The moment of truth. A video about the stem cell therapy that could help millions of people going blind.

“No matter how much one prepares, the first patient is always something very special.” That’s how Dr. Mark Humayun describes his feelings as he prepared to deliver a CIRM-funded stem cell therapy to help someone going blind from dry age-related macular degeneration (AMD).

Humayun, an ophthalmologist and stem cell researcher at USC, spent years developing this therapy and so it’s understandable that he might be a little nervous finally getting a chance to see if it works in people.

It’s quite a complicated procedure, involving turning embryonic stem cells into the kind of cells that are destroyed by AMD, placing those cells onto a specially developed synthetic scaffold and then surgically implanting the cells and scaffold onto the back of the eye.

There’s a real need for a treatment for AMD, the leading cause of vision loss in the US. Right now, there is no effective therapy for AMD and some three million Americans are facing the prospect of losing their eyesight.

The first, preliminary, results of this trial were released last week and they were encouraging. You can read about them on our blog.

Thanks to USC you can also see the team that developed and executed this promising approach. They created a video capturing the moment the team were finally taking all that hard work and delivering it where it matters, to the patient.

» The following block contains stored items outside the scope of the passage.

PR #1890, opened 2018-11-06
renderProp followup (doc corrections & console.log removal)

dferber90:
I found some issues while reviewing #1863 after it was merged. This follow-up resolves them.

*If we accept #1891 we don't need to merge this PR as those fixes are contained in there as well.*


dferber90:
One test run is failing, but it doesn't seem related to my changes. Maybe restarting the test run in CI is enough.

PR #1891, opened 2018-11-06
Change renderProp API

dferber90:
This PR changes the `renderProp` API as described in https://github.com/airbnb/enzyme/pull/1863#issuecomment-436175166.

This is merely a suggestion at the moment and I'm happy to close it again if we settle on another approach or even keep the current one.

The motivation for "returning a function" is that the arguments to enzyme's `renderProp` won't get mixed with the arguments to the render prop function itself. This allows us to eventually add more options (like context) which we can apply to the newly created wrapper.

An example usage (formatted with Prettier) would look like this:

```jsx
const wrapper = shallow(<App />)
  .find(Mouse)
  .renderProp("render")(10, 20)
  .find(Mouse)
  .renderProp("foo")(3, {
    long: {
      yeah: true
    }
  })
  .find(Bar)
  .renderProp("x")();
```

### Sidenote

At this point, one might wonder what the advantage of `wrapper.find(Foo).renderProp('render')()` over `wrapper.find(Foo).prop('render')()` is, and that's a fair question.

When using `renderProp`, the render props' return value gets nested into a new wrapper which enables this convenient chaining shown above - whereas `wrapper.find(Foo).prop('render')()` simply returns the React element without an enzyme wrapper. More about this is hinted at in [this article](https://medium.com/@dferber90/test-a-render-prop-6a44e02f4c39).

### DIFF
--- a/docs/api/ReactWrapper/renderProp.md
+++ b/docs/api/ReactWrapper/renderProp.md
@@ -1,7 +1,6 @@
-# `.renderProp(propName, ...args) => ReactWrapper`
+# `.renderProp(propName)(...args) => ReactWrapper`
 
-Calls the current wrapper's property with name `propName` and the `args` provided.
-Returns the result in a new wrapper.
+Returns a function that, when called with arguments `args`, will return a new wrapper based on the render prop in the original wrapper's prop `propName`.
 
 NOTE: can only be called on wrapper of a single non-DOM component element node.
 
@@ -69,7 +68,7 @@ const App = () => (
 ```jsx
 const wrapper = mount(<App />)
   .find(Mouse)
-  .renderProp('render');
+  .renderProp('render')();
 
 expect(wrapper.equals(<h1>The mouse position is 0, 0</h1>)).to.equal(true);
 ```
@@ -79,7 +78,7 @@ expect(wrapper.equals(<h1>The mouse position is 0, 0</h1>)).to.equal(true);
 ```jsx
 const wrapper = mount(<App />)
   .find(Mouse)
-  .renderProp('render', 10, 20);
+  .renderProp('render')(10, 20);
 
 expect(wrapper.equals(<h1>The mouse position is 10, 20</h1>)).to.equal(true);
 ```
--- a/docs/api/ShallowWrapper/renderProp.md
+++ b/docs/api/ShallowWrapper/renderProp.md
@@ -1,7 +1,6 @@
-# `.renderProp(propName, ...args) => ShallowWrapper`
+# `.renderProp(propName)(...args) => ShallowWrapper`
 
-Calls the current wrapper's property with name `propName` and the `args` provided.
-Returns the result in a new wrapper.
+Returns a function that, when called with arguments `args`, will return a new wrapper based on the render prop in the original wrapper's prop `propName`.
 
 NOTE: can only be called on wrapper of a single non-DOM component element node.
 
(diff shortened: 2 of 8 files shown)


docs/api/ReactWrapper/renderProp.md
```diff
@@ -1,4 +1,4 @@
-# `.renderProp(propName, ...args) => ReactWrapper`
+# `.renderProp(propName)(...args) => ReactWrapper`
 
 Calls the current wrapper's property with name `propName` and the `args` provided.
```
ljharb: Let's reword this; something like "Returns a function that, when called with arguments `args`, will return a new wrapper based on the render prop in the original wrapper's prop `propName`."

docs/api/ShallowWrapper/renderProp.md
```diff
@@ -1,4 +1,4 @@
-# `.renderProp(propName, ...args) => ShallowWrapper`
+# `.renderProp(propName)(...args) => ShallowWrapper`
 
 Calls the current wrapper's property with name `propName` and the `args` provided.
```
ljharb: this too.

packages/enzyme-test-suite/package.json
```diff
@@ -39,7 +39,8 @@
     "object-inspect": "^1.6.0",
     "prop-types": "^15.6.2",
     "semver": "^5.5.0",
-    "sinon": "^4.1.6"
+    "sinon": "^4.1.6",
+    "enzyme-adapter-react-13": "1.1.2"
```
ljharb: this should be reverted.

packages/enzyme-test-suite/test/ReactWrapper-spec.jsx
```diff
@@ -4998,7 +4998,7 @@ describeWithDOM('mount', () => {
 
       const wrapper = mount(<Div />).childAt(0);
       expect(wrapper.is('div')).to.equal(true);
-      expect(() => wrapper.renderProp('foo')).to.throw();
+      expect(() => wrapper.renderProp('foo')()).to.throw();
```
ljharb: I would expect this to throw as-is - ie, before invoking the returned function.

packages/enzyme-test-suite/test/ReactWrapper-spec.jsx
```diff
@@ -5017,7 +5017,7 @@ describeWithDOM('mount', () => {
         }
 
         const wrapper = mount(<div><Bar render={() => <div><Foo /></div>} /></div>);
-        expect(() => wrapper.find(Bar).renderProp('render')).to.throw(RangeError);
+        expect(() => wrapper.find(Bar).renderProp('render')()).to.throw(RangeError);
```
ljharb: similarly, i'd expect this to throw immediately, and not inside the returned function.

packages/enzyme-test-suite/test/ShallowWrapper-spec.jsx
```diff
@@ -4782,7 +4782,7 @@ describe('shallow', () => {
 
       const wrapper = shallow(<Div />);
       expect(wrapper.is('div')).to.equal(true);
-      expect(() => wrapper.renderProp('foo')).to.throw();
+      expect(() => wrapper.renderProp('foo')()).to.throw();
```
ljharb: and here

packages/enzyme-test-suite/test/ShallowWrapper-spec.jsx
```diff
@@ -4801,7 +4801,7 @@ describe('shallow', () => {
         }
 
         const wrapper = shallow(<div><Bar render={() => <div><Foo /></div>} /></div>);
-        expect(() => wrapper.find(Bar).renderProp('render')).to.throw(RangeError);
+        expect(() => wrapper.find(Bar).renderProp('render')()).to.throw(RangeError);
```
ljharb: and here

dferber90:
👍 I amended the last commit with those fixes

PR #1897, opened 2018-11-13
Enable Gitbook search plugin

### LINKED ISSUE #1892: Can't search https://airbnb.io/enzyme/
### Is your feature request related to a problem? Please describe.

I find it frustrating to navigate the documentation at https://airbnb.io/enzyme/.

It's not just difficult to find the page you're looking for – I find the basic navigation ergonomics really poor as well. For instance, if I'm looking at [ReactWrapper.prototype.hasClass](https://airbnb.io/enzyme/docs/api/ReactWrapper/hasClass.html), it's not so easy to tell what other methods are available to me on a `ReactWrapper` object (e.g., if I were looking for a `className` method).

### Describe the solution you'd like

I would like to be able to search for text in the documentation.

### Describe alternatives you've considered

I can just go through Google search to the documentation, but I believe you folks are using GitBooks and there is a search plugin for it, so please consider using that.

filoxo:
Resolves #1892 by enabling the Gitbook search plugin. 

There is a risk that upgrading to the latest version of gitbook-cli may break building the docs (see https://github.com/GitbookIO/gitbook-cli/issues/74) but as I understand the issue, since this won't be changing the version of gitbook (only the gitbook-cli) I'm hopeful that the previously mentioned issue won't arise here.


filoxo:
Is there something I can do to inspire greater confidence on deploying this change?

ljharb:
@filoxo sorry for the delay here, i haven't had time to get to this. I'll test it and try to merge it asap.

filoxo:
Huh, the menu thing is interesting. The documentation for collapsible-menu actually says that having the menu items closed is the expected behavior.

https://github.com/rtCamp/gitbook-plugin-collapsible-menu#how-this-work

> First it hides all pages, and then using `.active` css class show's its parent and grandparent nodes (chapters).

I also noticed it behaves the same way (all menu items collapsed) when navigating away from the "Introduction" page and back on the live site.

I'll keep digging around and see if there's an option or config that will allow all menu items to be open by default, but would removing `collapsed-menu` plugin be a better solution if you prefer not having the menu items closed?

ljharb:
I don't mind the initial state so much, but i can't even click on the menus to expand them. Whatever it takes to make that happen would be great :-)

filoxo:
I found that even if search isn't enabled, gitbook includes the search-lunr plugin by default (in the `.gitbooks` folder) and attempts to set `gitbooks.search` engine, but search isn't defined so it throws this error.

```
jQuery.Deferred exception: Cannot read property 'getEngine' of undefined TypeError: Cannot read property 'getEngine' of undefined
    at Object.<anonymous> (https://airbnb.io/enzyme/gitbook/gitbook-plugin-lunr/search-lunr.js:54:37)
    at Object.dispatch (https://airbnb.io/enzyme/gitbook/gitbook.js:2:19320)
    at Object.m.handle (https://airbnb.io/enzyme/gitbook/gitbook.js:2:17339)
    at Object.trigger (https://airbnb.io/enzyme/gitbook/gitbook.js:3:8538)
    at Object.<anonymous> (https://airbnb.io/enzyme/gitbook/gitbook.js:3:9059)
    at Function.each (https://airbnb.io/enzyme/gitbook/gitbook.js:1:15309)
    at de.fn.init.each (https://airbnb.io/enzyme/gitbook/gitbook.js:1:13477)
    at de.fn.init.trigger (https://airbnb.io/enzyme/gitbook/gitbook.js:3:9034)
    at Object.r [as hasChanged] (https://airbnb.io/enzyme/gitbook/gitbook.js:4:8170)
    at https://airbnb.io/enzyme/:2240:26 undefined
``` 

After that error is thrown, the collapsible-menu plugin doesn't seem to be executed until the next page change event. I manually fixed this and ran the old version of the docs locally, and the menu collapses just like the new version does.
That's just a long winded way of saying that the menu was broken without search having been enabled and now that it is, its working as intended. 

But definitely, the menu should be clickable! I've tested this locally on latest Chrome, Firefox, and Safari on Mac, and on Windows 10 using Edge and IE11; and all of them work for me. Could you share which browser/version/platform you're using? As well as any console errors. The collapse-menu plugin uses jQuery so I wonder if some other error is being thrown and causing other plugins to fail.

ljharb:
Safari on Mac - but I'm using `file://`, and it seems gitbook makes cross-origin requests for some reason?

When I use a local http server, things work, but it'd still be nice if the menus were collapsible/expandable without navigation.

ljharb:
For the record, you're right - on the current site, `TypeError: undefined is not an object (evaluating 'gitbook.search.getEngine')` seems to be the reason they're initially expanded, but other pages show them collapsed.

ljharb:
Also, on the new site, i see twitter/facebook/share icons - let's remove those :-)

ljharb:
The CSS also seems a bit different; the old site is a bit more compact (in a good way).

filoxo:
I'm going to go ahead and decline this PR then, since it's introducing more changes than expected. I might try getting the old version working and see if I'm just dumb and can workaround the issues I'd noted in #1897 to avoid upgrading gitbook-cli.

Enabling search will cause all menu items to be closed on initial navigation because the collapsible-menu plugin will work correctly. Unfortunately there is no config/setting that will achieve what you like without forking it, which I'd rather not do because I won't maintain it. I just wanted search-ability on the docs site.

ljharb:
I’ll reopen this then and see what i can figure out.

filoxo:
Closing my own stale PRs.

ljharb:
I'm still hoping to get back to this; hopefully it's ok that it remains open.

ljharb:
@filoxo unfortunately by deleting the fork this PR is unrecoverable :-( i wish you hadn't done that.

PR #1903, opened 2018-11-14
Added support for shallow rendering children-as-a-function component

### LINKED ISSUE #1902: Shallow rendering component with children-as-a-function [render props]
**Is your feature request related to a problem? Please describe.**

I was frustrated when I had to test a component which contained another one with so-called children as a function (or render prop). 

Let's recap for a minute how children-as-a-function works:

```javascript
class Mouse extends React.Component {
  constructor(props) {
    super(props);
    this.handleMouseMove = this.handleMouseMove.bind(this);
    this.state = { x: 0, y: 0 };
  }

  handleMouseMove(event) {
    this.setState({
      x: event.clientX,
      y: event.clientY
    });
  }

  render() {
    return this.props.children(this.state);
  }
}
```
Let's check out this usage: 
```javascript
// App.jsx
const App = ({ someFlag }) => (
    <div>
    {someFlag && <SomeAlert />}
    <Mouse>{ ({ x, y }) => 
        <div>
            {someFlag && x> 10 && y>10 && <SomeComponent />}
            Current mouse position is {x}:{y}
        </div>
    }</Mouse>
    </div>
)
```

The test for App.jsx can look like (best solution available on the web):
```javascript

describe('App', () => {
    it('renders SomeComponent and SomeAlert when someFlag is true and mouse is at least 10px from the left and top screen borders', () => {
        const topComp = shallow(<App someFlag/>); 
        // topComp has [function] as a child, enzyme don't go further in shallow rendering
        // so we need to manually invoke that function
        const insideTheMouseComp = shallow(topComp.find(Mouse).prop('children')({x: 11, y: 11})) 

        //Lets try to lookup for the SomeComponent
        expect(insideTheMouseComp.find(SomeComponent).length).toEqual(1);

        // Okay, not bad
        // Let's try to lookup for the SomeAlert

        expect(insideTheMouseComp.find(SomeAlert).length).toEqual(1);
        // Oh no! Nothing there!
        // That's because SomeAlert is outside of Mouse 
        // we still can expect(topComp.find(SomeAlert).length).toEqual(1);
        // but it looks a bit ugly since we need to have knowledge
        // about both Mouse component implementation
        // and where it is located in App
        //
        
    });
});
```
Also what would happen if there are nested render-children-prop components,e.g.
```javascript
<Mouse>{
    ({x,y}) => <KeyPressed>{
        (isKeyPressed) => isKeyPressed ? <SomeComponent/> : <SomeAnotherComponent/>
    }</KeyPressed>
}</Mouse>
```
If you are to refactor this file (e.g. swap Mouse and KeyPressed components positions), you will need to rewrite all tests regarding that .find(...).prop('children')(...)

Watching the video it’s hard not to think you are watching a piece of history, something that has the potential to do more than just offer hope to people losing their vision, it has the potential to stop and even reverse that process.

The video is a salute to the researchers who developed the therapy, and the doctors, nurses and Operating Room team who delivered it. It’s also a salute to the person lying down, the patient who volunteered to be the first to try this. Everyone in that room is a pioneer.